[Stored data]
PR #6987, opened 2026-07-22
fix(tui): align grapheme widths with terminal cells

### LINKED ISSUE #6124: Devnagri breaking the Pi harness
### What happened?

Typing devnagri words break the harness UI

### Steps to reproduce

type in word like `नेटवर्क` 
this will show 

Image

### Expected behavior

should not create multiple lines and should be similar to editing simple english

### Version

0.78.0

petrroll:
Estimating cell width is [famously](https://x.com/mitsuhiko/status/2079628698584543443) an absolute mess (still). While I'm absolute novice in this area I really tried to come up with some good solution (as this hacky approach just irks me, especially as every app needs to do it) but alas I failed short. The best I could do is to somewhat improve heuristics for the few cases I found by my test search (comparing to outputs with xterm (removed from the PR not to bloat tests) and also validating in windows terminal)) and for what was reported in #6124 and the more recent issue (linked from there).

This fix, regrettably introduces some undercounting e.g. in kitty (as the commit message implies), but it seems there's nothing to be done about it bar special casing per terminal and that just feels too much.

Ideally, for terminals that support it, pi would take kitty's approach and control the width (can result in ugly rendering, but better than broken I suppose) via https://sw.kovidgoyal.net/kitty/text-sizing-protocol/#fixing-the-character-width-issue-for-the-terminal-ecosystem

That, however, felt like a bit bigger undertaking. Happy to do it if greenlit, but wanted to keep this focused in the meantime.

I could also see us not trying to fix it but the Devnagri specifically has been called out twice already, so it's probably real issue.

I've also briefly thought about generating a [local table](https://x.com/joshuamck/status/2079672636460908731) via xterm (or simply just route through xterm during runtime) but both felt just as another flavor of horrible.

---

Explanation of the changes / their concrete motivation:

Intl.Segmenter can group Indic conjuncts and spacing marks into one grapheme even when wcwidth-style terminals allocate multiple cells. Count visible consonants after marks and Unicode spacing marks separately while preserving zero-width exceptions.

This is a compatibility heuristic. Unicode Spacing_Mark indicates positive advance, not a full terminal cell; Kitty keeps many Indic continuations in the initial cell, while xterm-style terminals advance for them, so Pi overcounts some clusters in Kitty.

Overcounting causes horizontal drift, but undercounting can trigger terminal autowrap, so this change favors overcounting.

Clusters can contain repeated marks and mark-consonant continuations, so this implementation leaves their widths uncapped. Collapsing them would undercount terminals that advance for every visible continuation.

Mode 2027 does not report cluster widths, so Pi still needs local width calculations. This change does not implement OSC 66, which would be preferable where supported.

Fixes #6124


mitsuhiko:
Funny. I started looking into this two days ago because I wanted to switch to more differential rendering.  I came to the conclusion that the whole thing is pretty terrible but not sure what the right move it.

badlogic:
Sorry, took a while to review @petrroll I think this is a good tradeoff.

TASK ITEM: Transcribe each of the records above exactly.

EXERCISE RESULT:
PR #6987, opened 2026-07-22
fix(tui): align grapheme widths with terminal cells

### LINKED ISSUE #6124: Devnagri breaking the Pi harness
### What happened?

Typing devnagri words break the harness UI

### Steps to reproduce

type in word like `नेटवर्क` 
this will show 

Image

### Expected behavior

should not create multiple lines and should be similar to editing simple english

### Version

0.78.0

petrroll:
Estimating cell width is [famously](https://x.com/mitsuhiko/status/2079628698584543443) an absolute mess (still). While I'm absolute novice in this area I really tried to come up with some good solution (as this hacky approach just irks me, especially as every app needs to do it) but alas I failed short. The best I could do is to somewhat improve heuristics for the few cases I found by my test search (comparing to outputs with xterm (removed from the PR not to bloat tests) and also validating in windows terminal)) and for what was reported in #6124 and the more recent issue (linked from there).

This fix, regrettably introduces some undercounting e.g. in kitty (as the commit message implies), but it seems there's nothing to be done about it bar special casing per terminal and that just feels too much.

Ideally, for terminals that support it, pi would take kitty's approach and control the width (can result in ugly rendering, but better than broken I suppose) via https://sw.kovidgoyal.net/kitty/text-sizing-protocol/#fixing-the-character-width-issue-for-the-terminal-ecosystem

That, however, felt like a bit bigger undertaking. Happy to do it if greenlit, but wanted to keep this focused in the meantime.

I could also see us not trying to fix it but the Devnagri specifically has been called out twice already, so it's probably real issue.

I've also briefly thought about generating a [local table](https://x.com/joshuamck/status/2079672636460908731) via xterm (or simply just route through xterm during runtime) but both felt just as another flavor of horrible.

---

Explanation of the changes / their concrete motivation:

Intl.Segmenter can group Indic conjuncts and spacing marks into one grapheme even when wcwidth-style terminals allocate multiple cells. Count visible consonants after marks and Unicode spacing marks separately while preserving zero-width exceptions.

This is a compatibility heuristic. Unicode Spacing_Mark indicates positive advance, not a full terminal cell; Kitty keeps many Indic continuations in the initial cell, while xterm-style terminals advance for them, so Pi overcounts some clusters in Kitty.

Overcounting causes horizontal drift, but undercounting can trigger terminal autowrap, so this change favors overcounting.

Clusters can contain repeated marks and mark-consonant continuations, so this implementation leaves their widths uncapped. Collapsing them would undercount terminals that advance for every visible continuation.

Mode 2027 does not report cluster widths, so Pi still needs local width calculations. This change does not implement OSC 66, which would be preferable where supported.

Fixes #6124


mitsuhiko:
Funny. I started looking into this two days ago because I wanted to switch to more differential rendering.  I came to the conclusion that the whole thing is pretty terrible but not sure what the right move it.

badlogic:
Sorry, took a while to review @petrroll I think this is a good tradeoff.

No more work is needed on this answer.